ASSIGNED TASK => Each record has to be returned exactly as it appears.

EXERCISE DATA =>
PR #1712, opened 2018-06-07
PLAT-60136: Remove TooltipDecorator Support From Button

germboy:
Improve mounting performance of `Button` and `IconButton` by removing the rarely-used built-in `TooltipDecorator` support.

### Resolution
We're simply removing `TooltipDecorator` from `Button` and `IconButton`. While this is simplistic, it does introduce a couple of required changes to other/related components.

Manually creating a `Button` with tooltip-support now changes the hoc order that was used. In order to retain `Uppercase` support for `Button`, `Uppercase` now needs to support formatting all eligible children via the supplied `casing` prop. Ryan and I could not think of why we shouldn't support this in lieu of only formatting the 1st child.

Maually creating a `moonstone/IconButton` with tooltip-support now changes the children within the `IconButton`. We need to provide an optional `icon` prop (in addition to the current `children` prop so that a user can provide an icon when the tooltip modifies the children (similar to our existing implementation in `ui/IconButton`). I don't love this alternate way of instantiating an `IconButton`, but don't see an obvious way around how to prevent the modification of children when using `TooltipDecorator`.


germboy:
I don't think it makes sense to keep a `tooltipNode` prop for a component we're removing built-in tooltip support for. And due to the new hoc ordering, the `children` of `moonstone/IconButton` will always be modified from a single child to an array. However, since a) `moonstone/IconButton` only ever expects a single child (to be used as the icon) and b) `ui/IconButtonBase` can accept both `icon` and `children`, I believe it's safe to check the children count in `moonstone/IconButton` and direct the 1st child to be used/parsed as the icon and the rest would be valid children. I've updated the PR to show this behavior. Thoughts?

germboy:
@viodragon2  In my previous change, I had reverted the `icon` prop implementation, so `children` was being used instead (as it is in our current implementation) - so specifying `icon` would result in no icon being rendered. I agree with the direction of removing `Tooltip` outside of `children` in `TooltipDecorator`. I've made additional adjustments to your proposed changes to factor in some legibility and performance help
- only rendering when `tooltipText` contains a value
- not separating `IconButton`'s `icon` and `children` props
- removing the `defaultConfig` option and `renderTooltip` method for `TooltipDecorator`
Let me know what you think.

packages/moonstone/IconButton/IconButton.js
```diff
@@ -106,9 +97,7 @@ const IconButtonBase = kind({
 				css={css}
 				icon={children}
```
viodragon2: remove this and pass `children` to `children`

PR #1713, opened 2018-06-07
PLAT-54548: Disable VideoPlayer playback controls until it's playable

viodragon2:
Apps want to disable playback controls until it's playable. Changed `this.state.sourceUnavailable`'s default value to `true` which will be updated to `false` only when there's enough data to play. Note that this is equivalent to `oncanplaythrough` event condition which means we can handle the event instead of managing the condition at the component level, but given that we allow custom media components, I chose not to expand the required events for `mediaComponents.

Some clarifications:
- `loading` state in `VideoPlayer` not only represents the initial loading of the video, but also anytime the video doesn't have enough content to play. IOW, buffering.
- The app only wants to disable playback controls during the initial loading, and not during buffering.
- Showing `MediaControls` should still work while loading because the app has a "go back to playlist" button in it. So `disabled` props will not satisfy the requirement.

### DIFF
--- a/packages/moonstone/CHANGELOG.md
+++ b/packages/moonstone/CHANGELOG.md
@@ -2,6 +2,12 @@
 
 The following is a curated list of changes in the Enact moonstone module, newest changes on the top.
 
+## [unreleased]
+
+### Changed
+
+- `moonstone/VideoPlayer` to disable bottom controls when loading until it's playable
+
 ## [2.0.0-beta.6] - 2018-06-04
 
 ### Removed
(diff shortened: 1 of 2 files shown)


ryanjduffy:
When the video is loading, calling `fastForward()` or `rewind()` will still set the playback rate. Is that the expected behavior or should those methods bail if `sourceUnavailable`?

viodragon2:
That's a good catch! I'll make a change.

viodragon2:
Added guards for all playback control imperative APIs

EXPECTED ANSWER =>
PR #1712, opened 2018-06-07
PLAT-60136: Remove TooltipDecorator Support From Button

germboy:
Improve mounting performance of `Button` and `IconButton` by removing the rarely-used built-in `TooltipDecorator` support.

### Resolution
We're simply removing `TooltipDecorator` from `Button` and `IconButton`. While this is simplistic, it does introduce a couple of required changes to other/related components.

Manually creating a `Button` with tooltip-support now changes the hoc order that was used. In order to retain `Uppercase` support for `Button`, `Uppercase` now needs to support formatting all eligible children via the supplied `casing` prop. Ryan and I could not think of why we shouldn't support this in lieu of only formatting the 1st child.

Maually creating a `moonstone/IconButton` with tooltip-support now changes the children within the `IconButton`. We need to provide an optional `icon` prop (in addition to the current `children` prop so that a user can provide an icon when the tooltip modifies the children (similar to our existing implementation in `ui/IconButton`). I don't love this alternate way of instantiating an `IconButton`, but don't see an obvious way around how to prevent the modification of children when using `TooltipDecorator`.


germboy:
I don't think it makes sense to keep a `tooltipNode` prop for a component we're removing built-in tooltip support for. And due to the new hoc ordering, the `children` of `moonstone/IconButton` will always be modified from a single child to an array. However, since a) `moonstone/IconButton` only ever expects a single child (to be used as the icon) and b) `ui/IconButtonBase` can accept both `icon` and `children`, I believe it's safe to check the children count in `moonstone/IconButton` and direct the 1st child to be used/parsed as the icon and the rest would be valid children. I've updated the PR to show this behavior. Thoughts?

germboy:
@viodragon2  In my previous change, I had reverted the `icon` prop implementation, so `children` was being used instead (as it is in our current implementation) - so specifying `icon` would result in no icon being rendered. I agree with the direction of removing `Tooltip` outside of `children` in `TooltipDecorator`. I've made additional adjustments to your proposed changes to factor in some legibility and performance help
- only rendering when `tooltipText` contains a value
- not separating `IconButton`'s `icon` and `children` props
- removing the `defaultConfig` option and `renderTooltip` method for `TooltipDecorator`
Let me know what you think.

packages/moonstone/IconButton/IconButton.js
```diff
@@ -106,9 +97,7 @@ const IconButtonBase = kind({
 				css={css}
 				icon={children}
```
viodragon2: remove this and pass `children` to `children`

PR #1713, opened 2018-06-07
PLAT-54548: Disable VideoPlayer playback controls until it's playable

viodragon2:
Apps want to disable playback controls until it's playable. Changed `this.state.sourceUnavailable`'s default value to `true` which will be updated to `false` only when there's enough data to play. Note that this is equivalent to `oncanplaythrough` event condition which means we can handle the event instead of managing the condition at the component level, but given that we allow custom media components, I chose not to expand the required events for `mediaComponents.

Some clarifications:
- `loading` state in `VideoPlayer` not only represents the initial loading of the video, but also anytime the video doesn't have enough content to play. IOW, buffering.
- The app only wants to disable playback controls during the initial loading, and not during buffering.
- Showing `MediaControls` should still work while loading because the app has a "go back to playlist" button in it. So `disabled` props will not satisfy the requirement.

### DIFF
--- a/packages/moonstone/CHANGELOG.md
+++ b/packages/moonstone/CHANGELOG.md
@@ -2,6 +2,12 @@
 
 The following is a curated list of changes in the Enact moonstone module, newest changes on the top.
 
+## [unreleased]
+
+### Changed
+
+- `moonstone/VideoPlayer` to disable bottom controls when loading until it's playable
+
 ## [2.0.0-beta.6] - 2018-06-04
 
 ### Removed
(diff shortened: 1 of 2 files shown)


ryanjduffy:
When the video is loading, calling `fastForward()` or `rewind()` will still set the playback rate. Is that the expected behavior or should those methods bail if `sourceUnavailable`?

viodragon2:
That's a good catch! I'll make a change.

viodragon2:
Added guards for all playback control imperative APIs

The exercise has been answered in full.